Would I recommend python for something the size I do now? No. I would
recommend any other language that has strongly enforces types and compile time
checks (like Java). They add an extra layer of safety on unit tests. I have
dreams of rewrites that are in C# or Java.

Just today I fixed 2 bugs because of unexpected types being used.

------
itamarst
Scaling is highly dependent on what you're building. For many web applications
the app server isn't really the bottleneck, it's the database; switching to
JVM won't help with that.

For other applications Python is way too slow... although PyPy helps a lot.

As for things like static typing and maintainability, it's certainly possible
to do with Python. You also have the power to write horrible unmaintainable
code. Unit testing tends to be much more more important in Python. And you can
add static typing to Python these days, via external tooling.

Some ideas and tools for building long-term maintainable Python, originally
written as guide for Java developers:
[https://codewithoutrules.com/2016/10/30/python-for-java-
deve...](https://codewithoutrules.com/2016/10/30/python-for-java-developers/)

------
usgroup
JVM is fast and supports productive languages (including Jython) which can
easily interop without service abstractions. You leave more options on the
table.

But like others have said, it's tempting and typical for developers to obsess
about details that at worse will be a good problem to have (... like having to
super scale). Worth making sure you're not one of them.

------
iurisilvio
Yes. Use what you already know and make your project fast.

Today, after some large projects, I miss strong typing but not enough to
change everything. You need more tests, but I can live with it.

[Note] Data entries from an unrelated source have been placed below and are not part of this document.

PR #3453, opened 2025-02-26
[DataGrid] Only add Selectable items when using Select All

### LINKED ISSUE #3447: fix: SelectAll selects all items even if unselectable due to Selectable in DataGrid's SelectColumn
# 🐛 Bug Report

When Selectable is set and multiple rows are not selectable, select all still selects every item in the Datagrid.

## 💻 Repro or Code Sample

We integrated with a large retailer in a complex project with only two
developers and I think Python was the reason to it. Too many open source
things already done and fast iterations.

------
codegeek
"startup aiming to build a sustainable SaaS "

This is the key piece of information based on which I will give you my advice.
If you know Python and use it already, then go build it in Python.

If you do grow to that level of scale, python will be the least of your
worries. You will figure it out then. Just build in python and release the
damn kraken.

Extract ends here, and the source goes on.